An Old Friend and "Old Friends" in Washington State


This man is the largest collector of Philip Koch paintings on the West Coast. If you measure by square inches, he may be the largest collector of Koch oils period. This distinction belongs to Frank Baron, MD, a successful dermatologist from Mercer Island, Washington. Here he is with one of my paintings, Beaver Pond, 42 x 63". Frank was a friend of mine from undergraduate days at Oberlin College.

In 1970 he became one of the very first people to buy one of my paintings, an atmospheric and moody oil portrait I had painted the summer before in Rudolf Baranik's painting class at the Art Students League of New York. I think Frank spent all of ten or fifteen dollars on the portrait. When my wife Alice and I traveled out to Washington last week for the show at the Clymer Museum of Art, he came over to Ellensburg for the gala reception.

Maybe we all get a little eccentric over the years (many think I've always been that way). In Frank's case this has involved broadening his resume to include "chicken farmer." After the reception he gave Alice and myself a guided tour of his secret passion, his chicken farm in the little mountain town of Cle Elum. It proved to be more than I'd expected, with dozens of chickens, ducks, geese, and turkeys running all over the place. Previous to that afternoon I had known zero about chickens. The tour was a complete hoot. What impressed me about the birds was their beautiful coloring and textured feathers of course. But even more than that when you're surrounded by forty big birds you get a palpable sense of the collective life force that seems to flow through the whole flock. It's a side of nature I'd never been privileged to see before. Next time I buy eggs at the supermarket they won't look quite the same old way to me.
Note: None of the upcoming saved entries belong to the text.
PR #2499, opened 2017-09-01
Charlesmchen/fix fake contacts

charlesmchen:
A few fixes to avoid out-of-memory crashes when creating fake contacts.

PTAL @michaelkirk


Signal/src/ViewControllers/AppSettingsViewController.m
```diff
@@ -172,7 +172,7 @@ - (void)updateTableContents
                                                   [weakSelf showAbout];
                                               }]];
 
-#ifdef DEBUG
+#ifdef USE_DEBUG_UI
```
michaelkirk: 👍

PR #2501, opened 2017-09-01
enforce name length limit

michaelkirk:
PTAL @charlesmchen

### DIFF
--- a/Signal/src/util/TextFieldHelper.swift
+++ b/Signal/src/util/TextFieldHelper.swift
@@ -1,0 +1,56 @@
+//
+//  Copyright (c) 2017 Open Whisper Systems. All rights reserved.
+//
+
+import Foundation
+import UIKit
+
+@objc class TextFieldHelper: NSObject {
+
+    // Used to implement the UITextFieldDelegate method: `textField:shouldChangeCharactersInRange:replacementString`
+    // Takes advantage of Swift's superior unicode handling to append partial pasted text without splitting multi-byte characters.
+    class func textField(_ textField: UITextField, shouldChangeCharactersInRange editingRange: NSRange, replacementString: String, byteLimit: UInt) -> Bool {
+
+        let byteLength = { (string: String) -> UInt in
+            return UInt(string.utf8.count)
+        }
+
+        let existingString = textField.text ?? ""
+
+        // Given an NSRange, we need to interact with the NS flavor of substring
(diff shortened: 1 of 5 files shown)


Signal/src/util/TextFieldHelper.swift
```diff
@@ -0,0 +1,56 @@
...
+//
+
+import Foundation
+import UIKit
+
+@objc class TextFieldHelper: NSObject {
+
+    // Used to implement the UITextFieldDelegate method: `textField:shouldChangeCharactersInRange:replacementString` but takes advantage of
+    // Swifts superior unicode handling to append partial pasted text without splitting multi-byte characters.
+    class func textField(_ textField: UITextField, shouldChangeCharactersInRange editingRange: NSRange, replacementString: String, byteLimit: UInt) -> Bool {
```
charlesmchen: nit: comments and code have long line length making it harder to review.

Signal/src/util/TextFieldHelper.swift
```diff
@@ -0,0 +1,56 @@
...
+//  Copyright (c) 2017 Open Whisper Systems. All rights reserved.
+//
+
+import Foundation
+import UIKit
+
+@objc class TextFieldHelper: NSObject {
+
+    // Used to implement the UITextFieldDelegate method: `textField:shouldChangeCharactersInRange:replacementString` but takes advantage of
+    // Swifts superior unicode handling to append partial pasted text without splitting multi-byte characters.
```
charlesmchen: s/Swifts/Swift's/

Signal/src/util/TextFieldHelper.swift
```diff
@@ -0,0 +1,56 @@
...
+        let lengthOfRemainingExistingString = byteLength(existingString) - byteLength(removedString)
+
+        let newLength = lengthOfRemainingExistingString + byteLength(replacementString)
+
+        if (newLength <= byteLimit) {
+            return true
+        }
+
+        // Don't allow any change if inserting a single char is already over the limit (typically this means typing)
+        if (replacementString.characters.count < 2) {
```
charlesmchen: Why special case this?

michaelkirk: Agreed that the behavior should be equivalent without this check, but this simple check for the common case (when a user is typing in their name) avoids the more complex logic/additional allocations required for the more complex case.

PR #2502, opened 2017-09-01
Add group members individual to profile whitelist when adding group.

charlesmchen:
This shouldn't matter in most cases, but it can only help profiles sync faster in case of delivery problems or unreliable networks.

PTAL @michaelkirk

### DIFF
--- a/Signal/src/Profiles/OWSProfileManager.m
+++ b/Signal/src/Profiles/OWSProfileManager.m
@@ -868,6 +868,13 @@ const NSUInteger kOWSProfileManager_MaxAvatarDiameter = 640;
         TSGroupThread *groupThread = (TSGroupThread *)thread;
         NSData *groupId = groupThread.groupModel.groupId;
         [self addGroupIdToProfileWhitelist:groupId];
+
+        // When we add a group to the profile whitelist,
+        // also add all current members to the profile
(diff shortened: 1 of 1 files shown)


michaelkirk:
What's a scenario this is intended to address?

charlesmchen:
> What's a scenario this is intended to address?

You share your profile with a group and delivery fails, so not everyone in the group gets your profile key. Then you send a message to a group member in a 1:1 conversation.  

It's certainly an edge case, but it can't hurt.  NBD

michaelkirk:
LGTM

Signal/src/Profiles/OWSProfileManager.m
```diff
@@ -868,6 +868,13 @@ - (void)addThreadToProfileWhitelist:(TSThread *)thread
         TSGroupThread *groupThread = (TSGroupThread *)thread;
         NSData *groupId = groupThread.groupModel.groupId;
         [self addGroupIdToProfileWhitelist:groupId];
+
+        // When we add a group to the profile whitelist,
```
michaelkirk: comment nit: it's usually more helpful to explain why you're doing a thing rather than just restating what the code does. The code is pretty legible as is.

PR #2504, opened 2017-09-01
Refine message view's initial range size.

charlesmchen:
PTAL @michaelkirk

### DIFF
--- a/Signal/src/ViewControllers/ConversationView/MessagesViewController.m
+++ b/Signal/src/ViewControllers/ConversationView/MessagesViewController.m
@@ -78,7 +78,6 @@
 #import <SignalServiceKit/OWSDisappearingMessagesConfiguration.h>
 #import <SignalServiceKit/OWSIdentityManager.h>
 #import <SignalServiceKit/OWSMessageSender.h>
-#import <SignalServiceKit/OWSProfileKeyMessage.h>
 #import <SignalServiceKit/OWSVerificationStateChangeMessage.h>
 #import <SignalServiceKit/SignalRecipient.h>
 #import <SignalServiceKit/TSAccountManager.h>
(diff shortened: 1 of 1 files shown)


Signal/src/ViewControllers/ConversationView/MessagesViewController.m
```diff
@@ -488,6 +488,9 @@ - (void)configureForThread:(TSThread *)thread
 
     [self.uiDatabaseConnection beginLongLivedReadTransaction];
 
+    self.page = 0;
+    [self ensureDynamicInteractions];
```
charlesmchen: We need to update the "unread indicator" _before_ we determine the initial range size, since it depends on where the unread indicator is placed.

Signal/src/ViewControllers/ConversationView/MessagesViewController.m
```diff
@@ -663,9 +648,6 @@ - (void)viewWillAppear:(BOOL)animated
 {
     DDLogDebug(@"%@ viewWillAppear", self.tag);
 
-    // We need to update the dynamic interactions before we do any layout.
-    [self ensureDynamicInteractions];
```
charlesmchen: This is too late to reliably place the unread indicator for the first time.

Signal/src/ViewControllers/ConversationView/MessagesViewController.m
```diff
@@ -2487,9 +2469,25 @@ - (void)updateMessageMappingRangeOptions:(MessagesRangeSizeMode)mode
...
+                = (NSUInteger)[self.dynamicInteractions.unreadIndicatorPosition longValue];
+            // If there is an unread indicator, increase the initial load window
+            // to include it.
+            OWSAssert(unreadIndicatorPosition > 0);
+            OWSAssert(unreadIndicatorPosition <= kYapDatabaseRangeMaxLength);
+
+            // We'd like to include at least N seen messages,
+            // to give the user the context of where they left off the conversation.
+            const NSUInteger kPreferredSeenMessageCount = 1;
+            targetLength = unreadIndicatorPosition + kPreferredSeenMessageCount;
```
charlesmchen: It's really quite simple - use the unread indicator position to determine the initial range size.

michaelkirk: This makes sense.

PR #2507, opened 2017-09-05
profile upgrade experience

michaelkirk:
PTAL @charlesmchen
 
profile-iphone5c


Signal/src/ViewControllers/ExperienceUpgradesPageViewController.swift
```diff
@@ -4,6 +4,94 @@
...
+
+        // Title label
+        let titleLabel = UILabel()
+        view.addSubview(titleLabel)
+        titleLabel.text = header
+        titleLabel.textAlignment = .center
+        titleLabel.font = UIFont.ows_regularFont(withSize: ScaleFromIPhone5(24))
+        titleLabel.textColor = UIColor.white
+        titleLabel.minimumScaleFactor = 0.5
+        titleLabel.adjustsFontSizeToFitWidth = true
```
charlesmchen: Can you please attach screenshots on plus size device?

Signal/src/environment/ExperienceUpgradeFinder.swift
```diff
@@ -6,27 +6,45 @@ import Foundation
...
-        }
-
-        return upgrades
+        return [
+            // Disable old experience upgrades. Most people have seen them by now, and accomodating multiple makes layout harder.
+            // Note if we ever want to show multiple experience upgrades again
+            // we'll have to update the layout in ExperienceUpgradesPageViewController
+            //
+            // videoCalling,
+            // (UIDevice.current.supportsCallKit ? callKit : nil),
```
charlesmchen: `ExperienceUpgradesPageViewController` still has paging... is that for future scenarios where we might want to have two pages?

michaelkirk: Correct.

Signal/src/ViewControllers/ExperienceUpgradesPageViewController.swift
michaelkirk: screen shot 2017-09-05 at 4 28 28 pm

PR #2508, opened 2017-09-05
Don't "scroll to bottom" when messages are sent from desktop.

charlesmchen:
PTAL @michaelkirk

### DIFF
--- a/Signal/src/ViewControllers/ConversationView/ConversationViewController.m
+++ b/Signal/src/ViewControllers/ConversationView/ConversationViewController.m
@@ -1704,6 +1704,13 @@ typedef NS_ENUM(NSInteger, MessagesRangeSizeMode) {
     }
 }
 
+- (void)finishSendingMessageAnimated:(BOOL)animated
+{
+    [super finishSendingMessageAnimated:animated];
+
+    [self scrollToBottomAnimated:animated];
+}
+
 - (void)toggleDefaultKeyboard
 {
     // Primary language is nil for the emoji keyboard & we want to stay on it after sending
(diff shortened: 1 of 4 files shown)


Signal/src/ViewControllers/ConversationView/MessagesViewController.m
```diff
@@ -1642,6 +1642,13 @@ - (void)didPressSendButton:(UIButton *)button
     }
 }
 
+- (void)finishSendingMessageAnimated:(BOOL)animated
+{
+    [super finishSendingMessageAnimated:animated];
```
michaelkirk: Though this is more concise, I believe the reason the scroll logic was in yapDatabaseModified was because not until then does the new cell get inserted into the collectionView. 

How can we be sure the interaction has been inserted into the collectionView at this point?

michaelkirk:
I'm not 100% sure, but I actually think the desired behavior would be to stay scrolled to bottom iff we are already at the bottom. But if the user is scrolled up, to *not* scroll to bottom. In other words, I think the rules governing incoming messages vs scroll equally apply to synced outgoing transcripts.

charlesmchen:
> I'm not 100% sure, but I actually think the desired behavior would be to stay scrolled to bottom iff we are already at the bottom. But if the user is scrolled up, to not scroll to bottom. In other words, I think the rules governing incoming messages vs scroll equally apply to synced outgoing transcripts.

Great point. 

PTAL @michaelkirk

charlesmchen:
I've updated the PR, PTAL @michaelkirk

Dr. Frank Baron, chicken farmer



Here's a bunch of chickens huddling under some heat lamps (they're no dummies, the Cascade Mountains are chilly in February).



Here's one of Frank's turkeys all puffed up and hoping to interest one of his female cohorts in some barnyard romance. The colors on his neck were almost unbelievable.

One thing I wish I'd gotten a good photo of were the marvelous array of different colored eggs the birds produce- ranging from almost a pale green blue grey through yellow ochre and burnt sienna colors. Eggs of course are delivered to us from these feathery creatures with an improbably perfect geometric ovoid form. You wonder "how did they do that?"

Egg shells have a surface covered with thousands of tiny pores, almost like porcelain skin, that is a delight to feel against your fingers. Painters I'm convinced do their best work when they love the surface they paint upon. Years ago I discovered the elegant eggshell like surface on Ampersand painting panels. I do a lot of my paintings on them for just that reason.

That evening Frank and his wife Wylie hosted a dinner party at their home for us and a few of their other friends. Their place is lovely and I photographed some of my pieces hanging on its walls. This oil is Two Porches, a view from a hilly street a few hundred yards from my home in Baltimore.




Here is an oil of a 19th century farmhouse in Norfolk, CT (no longer remember its title).




And here is Wylie in front of the big Sycamore by the Stream, oil on canvas, 45 x 60".




Finally Frank took us over to his dermatology office on Mercer Island. Here's two of the group of paintings he has hanging there. The first is Solace, one of the first oils I did in the late '90's directly from my imagination that showed the influence of my then new interest in soft pastel chalks as a source for color.


Also hanging in the lobby is a slightly earlier oil painted up in Norfolk, CT of birch trees. It's approximately 27 x 18".